Dynamically Compiled Version

For this case, we first implement a function which is somehow a hybrid function of the pure Python (loop-heavy) and the NumPy array class-based version.

In [80]:
def nbody_hy(particle, particlev):  # NumPy arrays as input
    dt = 0.01
    for step in range(1, nSteps + 1, 1):
        for i in range(nParticles):
            Fx = 0.0; Fy = 0.0; Fz = 0.0
            for j in range(nParticles):
                if j != i:
                    dx = particle[j,0] - particle[i,0]
                    dy = particle[j,1] - particle[i,1]
                    dz = particle[j,2] - particle[i,2]
                    drSquared = dx * dx + dy * dy + dz * dz
                    drPowerN32 = 1.0 / (drSquared + sqrt(drSquared))
                    Fx += dx * drPowerN32
                    Fy += dy * drPowerN32
                    Fz += dz * drPowerN32
                particlev[i, 0] += dt * Fx
                particlev[i, 1] += dt * Fy
                particlev[i, 2] += dt * Fz
        for i in range(nParticles):
            particle[i,0] += particlev[i,0] * dt
            particle[i,1] += particlev[i,1] * dt
            particle[i,2] += particlev[i,2] * dt
    return particle, particlev

This function is then compiled with Numba.

In [81]:
import numba as nb
In [82]:
nbody_nb = nb.autojit(nbody_hy)

This new, compiled version of the hybrid function is yet faster.

In [83]:
p_nb = np.random.standard_normal((nParticles, 3))
pv_nb = np.zeros_like(p_nb)
In [84]:
%time p_nb, pv_nb = nbody_nb(p_nb, pv_nb)

CPU times: user 424 ms, sys: 35.5 ms, total: 460 ms
Wall time: 435 ms

Speed Comparisons

The dynamically compiled version is by far the fastest.

In [85]:
func_list = ['nbody_py', 'nbody_np', 'nbody_nb', 'nbody_hy']
data_list = ['p_py, pv_py', 'p_np, pv_np', 'p_nb, pv_nb', 'p_nb, pv_nb']
In [86]:
perf_comp_data(func_list, data_list, rep=3)
function: nbody_nb, av. time sec:   0.00607, relative:    1.0
function: nbody_np, av. time sec:   0.09028, relative:   14.9
function: nbody_py, av. time sec:   0.54923, relative:   90.5
function: nbody_hy, av. time sec:   5.44442, relative:  896.8

Performance Python Approaches

Nowadays, the Python ecosystem provides a number of ways to improve the performance of code.

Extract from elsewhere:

PR #490, opened 2019-05-07
Multiple serializers for Entry based on type

### LINKED ISSUE #480: Add modelserializers for Entry types
Once https://github.com/mozilla/network-pulse-api/issues/479 has been completed, add modelserializers to each entry in our [table of entry types](https://docs.google.com/document/d/1LITsvpTJaafsyGuVrNeE27Sz_XY1Ase2D8IWCmu7dLk/edit?ts=5cadf65b#heading=h.p4wvs4fhqwpl):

  • paradigms: some Python paradigms might be more performant than others given a specific problem
  • libraries: there is a wealth of libraries available for different types of problems which often lead to much higher performance given a problem that fits into the scope of the library
  • compiling: a number of powerful compiling solutions are available, static and dynamic ones
  • parallelization: some Python libraries have built-in parallellization capabilities, others allow to harness the full power of multiple cores CPUs, whole clusters or GPUs

A major benefit of the Python ecosystem is, that all these approaches generally are easily implementable, meaning that the additional effort included is generally quite low (even for non-experts). In other words, performance improvements often are low hanging fruits.